--- Information provided Enclosed Below ---

PR #195, opened 2023-08-17
Update Custom Financial Model

dguittet:
Fixes some bugs in how data from CustomFinancialModel is passed back and forth with HybridSimulation, making sure that the system's values are consistent throughout.

The `power_sources` that are able to be paired with a custom financial model include: `battery`, `detailed_pv_plant`, `power_source`, `pv_source`, `wind_source`. The ones not currently enabled are `csp_source` and `trough_source` due to how these models use ssc directly and I am not sure what adjustments are needed

CustomFinancialModel (and any other custom ones in the future) needs to have these functions in order to be integrated with `power_source`, which checks for these in `import_financial_model`
- `set_financial_model`
- `assign`
- `value`
- `unassign`
- `execute`

During `simulate_financials`, the values of the system's power simulation are passed to the financial model. 

Some minor changes for catching warnings, logging, etc.

Also modify `power_source`'s `calc_capacity_credit_percent` so that it can be computed either in the existing way of "cap_hours" or in the new way of using an external capacity credit input.


dguittet:
@qualand Thanks for the review!!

--- End of Enclosed Information provided ---

◆ Requirement
Each line from the one containing "the financial model." to the last line of the material above should be reproduced word for word, with nothing added.

◆ Response
During `simulate_financials`, the values of the system's power simulation are passed to the financial model. 

Some minor changes for catching warnings, logging, etc.

Also modify `power_source`'s `calc_capacity_credit_percent` so that it can be computed either in the existing way of "cap_hours" or in the new way of using an external capacity credit input.


dguittet:
@qualand Thanks for the review!!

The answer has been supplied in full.